Sort Files by Date Modified[edit | edit source]

Sort input files by modified date instead of name. Ensures that files are processed in the order they were created.

Sort Subfolders by Date Modified[edit | edit source]

Sort subfolders by modified date instead of name when processing subfolders. Ensures that subfolders are processed in the order that they are added to the input folder.

Recompress Images[edit | edit source]

Check this box to automatically recompress all imported images using the default compression settings.

By default pages are only recompressed when they are converted from one format to another, such as PDF to TIFF.

Resample Images[edit | edit source]

Check this box to automatically resample all imported images using the PDF Resolution setting. This is helpful to standardize image resolution for zone OCR on files that come from different sources like scanners, copiers and fax machines.

Max Files/Batch[edit | edit source]

This option determines the maximum number of image files that will be used to determine a batch. In Update and Retrieval modes, this value should be set to prevent users from retrieving too many records at once, which can impact performance.

This feature is also useful when using SimpleIndex to index many files from a very large Input folder. Processing more than 1,000 pages in a single batch is not recommended.

Another common scenario is when batches of documents are scanned on a network scanner and saved to the Input folder as multipage files. Set Max files/batch to 1 and enable Split Multipage Input Files to process each file in its own batch.

Set to 0 (default) for unlimited.

Run Job until Input Folder is Empty[edit | edit source]

When running a job on a timer loop, this option will stop the timed processing once all files in the input folder have been processed. This is useful for processing very large folders in several smaller batches or for processing several multi-page files as individual batches.

Fast Import[edit | edit source]

Disables sorting and other extra checks performed when reading the input folder when they aren't needed, significantly improving import times, especially when there are more than 1000 files in the Input folder.

Backup Folder[edit | edit source]

The Backup folder is used to store a copy of the original files before they are processed, as well as invalid files that cannot be processed and batches that have errors or were aborted by the user.

Backup All Input Files[edit | edit source]

When checked, all files are automatically copied to the Backup folder before they are processed. Subfolders are created automatically in the Backup folder using the Batch ID (the current date/time formatted as YYYY-MM-DD@HHMMSS).

File Types to Process[edit | edit source]

The File Types to Process interface has been enhanced in the wizard to allow you to select from a list of predefined document types and add all the associated file types at once. Individual file extensions can be added or removed from the list.

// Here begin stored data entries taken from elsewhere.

PR #1007, opened 2016-06-13
Update and refactor NotebookRepo versioning API

khalidhuseynov:
### What is this PR for?
This is firstly to refactor API for versioning and keep everthing inside of one interface (NotebookRepo) instead of two different interfaces (NotebookRepoVersioned). Secondly, there're modifications to existing versioning api, with considerations of future complete implementation of versioning. Note that this PR doesn't implement all suggested interfaces, but lays foundation for their implementation.

### What type of PR is it?
Improvement && Refactoring

### Todos
* [x] - move versioning api (get, history) from NotebookRepoVersioned to NotebookRepo
* [x] - refactor and naming changes
* [x] - modify checkpoint api (add return value) and modify NotebookRepoSync to deal with it

Basically it doesn't add new functionality, so the only requirement is for tests to pass.

### Questions:
* Is there breaking changes for older versions? not breaking, but some api changes


khalidhuseynov:
ready for review

zeppelin-zengine/src/main/java/org/apache/zeppelin/notebook/repo/AzureNotebookRepo.java
```diff
@@ -205,8 +205,21 @@ public void close() {
   }
 
   @Override
-  public void checkpoint(String noteId, String checkPointName) throws IOException {
+  public Rev checkpoint(String noteId, String checkpointMsg) throws IOException {
```
bzz: How do you think, is there a reason why we do not want a readable and concise class name like `Revision` to be used here? Or something like `Checkpoint` as the same concept is referred in API

bzz:
Great improvement! 

Could you please explain the rationale behind removing `NotebookRepoVersioned` and making a lot of boilerplate methods returning `null` in all other notebook storages that do not support versioning?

Type a file extension and click Add to add it to the list, or select an existing file extension from the list and click Remove to remove it from the list.

It is also possible to use a file mask (e.g. "a*.pdf" to capture PDF files that start with the letter "a"). Enter the mask manually and click Add to add it to the list.

TIF, JPG, GIF, and BMP images may be processed as images. PDF, DOC, XLS, PPT, and other files may be processed and viewed in SimpleIndex if the appropriate software is installed on the computer. Any OLE-enabled application may be processed with SimpleIndex as long as its viewer is installed. Non-OLE file types may be opened automatically in their default viewer.

It is also possible to use advanced options using the Input file types or mask option on the Job Options screen.